Scones

(22)

Serve these sweet and crumbly scones for breakfast or use them instead of shortcake and top with sweetened strawberries and whipped cream.

Scones
Photo: Andy Lyons
Prep Time:
20 mins
Bake Time:
12 mins
Total Time:
32 mins
Servings:
12
Yield:
12 scones

Ingredients

  • 2 ½ cup all-purpose flour

  • 2 tablespoon sugar

  • 1 tablespoon baking powder

  • ¼ teaspoon salt

  • cup butter

  • 2 eggs, beaten

  • ¾ cup whipping cream

  • ½ cup dried currants or snipped raisins

  • Whipping Cream or milk

  • Sugar

Directions

  1. Preheat oven to 400 degrees F. In a large bowl combine flour, the 2 tablespoons sugar, the baking powder, and salt. Using a pastry blender, cut in butter until mixture resembles coarse crumbs. Make a well in center of flour mixture; set aside.

  2. In a medium bowl combine eggs, 3/4 cup whipping cream, and currants. Add egg mixture all at once to flour mixture. Using a fork, stir just until moistened.

  3. Turn dough out onto a lightly floured surface. Knead dough by folding and gently pressing dough for 10 to 12 strokes or until dough is nearly smooth. Divide dough in half. Pat or lightly roll half of the dough into a 6-inch circle. Cut into 6 wedges. Repeat with remaining dough.

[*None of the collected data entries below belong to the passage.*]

PR #1439, opened 2025-10-11
Features/1370 user tables

### LINKED ISSUE #1370: User tables
With the creation of the REST API it is not a good idea to provide each user a "database user", users should have an entry in a separate table that then can be tied to various identity providers.

Create a set of tables to contain:
1. OpenDCS Specific user information
2. User roles
3. Identify provider links.

Keeping using database accounts and have a giant security hole

**Additional context**
Will diagram more later, likely 4 tables "users", "user role mapping", "roles", and identity providers.

MikeNeilson:
## Problem Description

Fixes #1370 . 

## Solution

- create tables
- create dao interface
- create dao impl
- various mappers (demonstrating how to deal with joins in Jdbi).
- tests

Some more tweaks are likely needs but this should allow work to begin on the rest_api/wev_ui side

## how you tested the change

integration tests created

## Where the following done:


MikeNeilson:
@krowvin you've setup a lot of various services in your homelab and other places. Anything overall design-wise missing that needs to be accounted for general usage you can think of?

@DanielTOsborne same question. Goal here to is to let OpenDCS, especially the rest_api/webui properly support non-database users in various contexts, including standalone.

java/opendcs/src/main/java/org/opendcs/database/impl/opendcs/dao/UserManagementImpl.java
```diff
@@ -0,0 +1,458 @@
...
+{
+
+    private static final RoleMapper ROLE_MAPPER = RoleMapper.withPrefix(null);
+    private static final IdentityProviderMapper PROVIDER_MAPPER = IdentityProviderMapper.withPrefix(null);
+
+    @Override
+    public List<User> getUsers(DataTransaction tx, int limit, int offset) throws OpenDcsDataException
+    {
+        Handle handle = getHandle(tx);
+        handle.getJdbi().installPlugin(new Jackson2Plugin());
```
oskarhurst: Dont you only have to install the Jackson Plugin once per jdbi instance. wouldn't this install it again each time?

java/opendcs/src/main/resources/db/OpenDCS-Postgres/schema/V7.3__users.sql
```diff
@@ -0,0 +1,44 @@
+create table identity_provider (
+    id bigserial primary key,
+    name varchar(256) not null unique,
+    type varchar(256) not null,
+    config jsonb default '{}'::jsonb,
+    updated_at timestamptz not null --- TODO make trigger
+);
+
+create table opendcs_user(
+    id bigserial primary key,
```
oskarhurst: do you think it is worth adding cascading deletion?

java/opendcs/src/main/resources/db/OpenDCS-Postgres/schema/V7.3__users.sql
```diff
@@ -0,0 +1,44 @@
...
+create table user_roles(
+    user_id bigint references opendcs_user(id) not null,
+    role_id bigint references opendcs_role(id) not null,
+    primary key (user_id, role_id)
+);
+
+
+create table user_identity_provider(
+    user_id bigint references opendcs_user(id) not null,
+    subject text not null unique,
```
oskarhurst: are we sure the subject will always be unique?

oskarhurst (dismissed):
Everything looks good to me, I just had some questions. A lot of boiler plate but I didn't see anything missing.

java/opendcs/src/main/resources/db/OpenDCS-Postgres/schema/V7.3__users.sql
```diff
@@ -0,0 +1,44 @@
...
+    id bigserial primary key,
+    preferred_name_provider bigint references identity_provider(id),
+    email text not null unique,
+    preferences jsonb default '{}'::jsonb,
+    created_at timestamptz not null default now(),
+    updated_at timestamptz not null --- TODO make trigger
+);
+
+create table opendcs_user_password(
+    user_id bigint references opendcs_user(id) not null,
```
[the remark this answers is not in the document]
MikeNeilson: Oh, right, the user_id can be the primary key.

java/opendcs/src/main/resources/db/OpenDCS-Postgres/schema/V7.3__users.sql
MikeNeilson: Something to discuss. With it, you might accidentally delete, but it does make that operation easier. Without it, you're force to make sure everything is deleted. I'm not hard set on any particular method.

MikeNeilson:
Quick note, I intend to fill out the IdentityProvider, and especially BuiltInIdentityProvider mechanism in a follow up PR. That will involve a lot of code related to password management and some new dependencies and this is already fairly large so I don't want to overload reviewers.

oskarhurst (approved):
Everything Looks good to me.

PR #1461, opened 2025-10-15
Update logging to slf4j. Try with usage. part 65

MikeNeilson:
Removed slf4j/ilex helper utilities.
Removed dbupdate tools (we are using flyway now.)
Removed Rebalance tool (files it depends on where already moved.)

## Problem Description

Partial #1269

... This might be the last one of actual logging statements -- at least that aren't cleanup from us missing things. Will wait to merge everything more I run the `ilex.util.Logger` search again.

### DIFF
--- a/gradle/libs.versions.toml
+++ b/gradle/libs.versions.toml
@@ -20,7 +20,7 @@ jsch="0.1.55"
 aspectj="1.8.10"
 json="20231013"
 slf4j-api= { strictly = "2.0.17" }
-logback = "1.5.18" 
+logback = "1.3.15" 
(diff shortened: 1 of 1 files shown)


MikeNeilson:
... nope, not the last one, just found a few more.

java/opendcs/src/main/java/opendcs/dbupdate/DbUpdate.java
ktarbet: consider removing launch scripts: dbupdate, dbupdate.bat

ktarbet (approved):

PR #1489, opened 2025-10-31
Remove edgecase for -P option.

MikeNeilson:
## Problem Description

Discover that we aren't processing the -P option correctly anymore.

## Solution

Describe your solution.

## how you tested the change

## Where the following done:


MikeNeilson:
> So help me out with context. Why is this an edge case? We're processing -P differently now, or not at all?

i put code in to make sure a -P option would get passes on to the app correctly, and when wasn't required did the wrong correction. (this stems from fixing -pp for the launcher and mixing up the casing.) So -P is not longer an "edge" case and the pass through can use the simple form. Without this change it was stripping the -P before it got to the app.

PR #1494, opened 2025-11-05
Setup gradle build extension mechanism.

MikeNeilson:
Mechanism makes dealing with required upstream changes during development on downstream projects easier.

## Problem Description

As the RestAPI isn't merged in yet, while still needing upstream changes, dealing with the constant creation of releases to test small things will get beyond annoying.

## Solution

Setup gradle dependency substitution that can be triggered by a depending project so that local change are used instead of the fixed artifact

## how you tested the change

Not tested directly, mechanism has been used in several other projects. Single file add, no changes to any logic.

Do need to add docs to the dev-docs though.

## Where the following done:

### DIFF
--- a/docs/source/dev-docs.rst
+++ b/docs/source/dev-docs.rst
@@ -779,7 +779,7 @@ While the actual versioned migrations *MUST* stay the same, the other organizati
 if you think you have a superior organization for these data.
 
 
-Using OpenDCS Jars in you project
+Using OpenDCS Jars in your project
 =================================
 
 Except for tests and the installer zip, project jars are available on maven central.


ktarbet (dismissed):
In the rest API I think you will need something like the following in settings.gradle


```gradle
if(hasProperty('LibrarySourcesDir')) {
    def externalDir = new File("$librarySourcesDir")
    if (externalDir.exists()) {
        externalDir.eachDir() { directory ->
            def hecBuildExtFile = new File(directory, "opendcs-build-ext.gradle")
            if (hecBuildExtFile.exists()) {
                gradle.ext.externalLibDir = directory
                apply from: hecBuildExtFile
            }
        }
    }
}
```

ktarbet (dismissed):

ktarbet (approved):

PR #1497, opened 2025-11-06
Task/1495 java 25-- maybe, got at least to 21.

### LINKED ISSUE #1495: Update to Java 21 compiler and min target (main only)
As the title says.

MikeNeilson:
## Problem Description

Fixes #1495. 

## Solution

- Upgrade to Gradle 9.2, adjust mostly docs, some other tasks.
- Set target to Java 25... discovered our systemstubs library can't mock SystemExit even at newest version
  - It relied on the SecurityManager which is completely removed now.
- Set target to Java 21, at least one integration test passed.

I suspect I'll also need to update most of the CWMS Dependencies, but will also look further into the stubs. There may be a way, beyond just fixing all of our code to not need it during tests (which would be ideal.)

## how you tested the change

Integration tests that already exist

## Where the following done:

### DIFF
--- a/.github/workflows/build.yml
+++ b/.github/workflows/build.yml
@@ -11,6 +11,9 @@ on:
       - "main"
       - "7.0"
       - "8.0"
+# Update this value if we need a different Jdk to be used for sonar analysis.
+env:
+  sonarJdk: 21
 
 jobs:
   tests:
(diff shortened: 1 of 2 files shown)


MikeNeilson:
However, that's enough of a change it should likely be a followup PR.

ktarbet:
> Next question is, there are a _lot_ of dependencies that we couldn't update past their version due being stuck on Java 8. Should I handle that in this PR, or a follow up?

I prefer a separate PR for dependencies; This PR is large enough.

ktarbet (dismissed):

  4. Place scones 2 inches apart on an ungreased or parchment-lined baking sheet. Brush scones with whipping cream or milk and sprinkle with additional sugar. Bake for 12 to 14 minutes or until golden. Remove scones from baking sheet; serve warm.

  5. Makes 12 scones.

Orange Scones:

Prepare as above, except omit the currants or raisins and stir in 1-1/2 teaspoons finely shredded orange peel with the egg mixture. For icing, combine 1 cup powdered sugar, 1 tablespoon orange juice, and 1/4 teaspoon vanilla; stir in additional orange juice, 1 teaspoon at a time, to make drizzling consistency. Drizzle over scones.

Cherry Scones:

Prepare as above, except omit the currants or raisins. In a small bowl pour enough boiling water over 1/2 cup snipped dried tart cherries to cover. Let stand for 5 minutes; drain well. Stir drained cherries and 1/4 teaspoon almond extract in with the egg mixture.

Nutrition Facts (per serving)

229 Calories
12g Fat
26g Carbs
4g Protein
Nutrition Facts
Servings Per Recipe 12
Calories 229
% Daily Value *
Total Fat 12g 15%
Saturated Fat 7g 35%
Cholesterol 71mg 24%
Sodium 165mg 7%
Total Carbohydrate 26g 9%
Total Sugars 7g
Protein 4g
Vitamin C 0.6mg 3%
Calcium 50.5mg 4%
Iron 1.4mg 8%
Potassium 104mg 2%
Folate, total 48.4mcg
Vitamin B-12 0.1mcg

*The % Daily Value (DV) tells you how much a nutrient in a food serving contributes to a daily diet. 2,000 calories a day is used for general nutrition advice.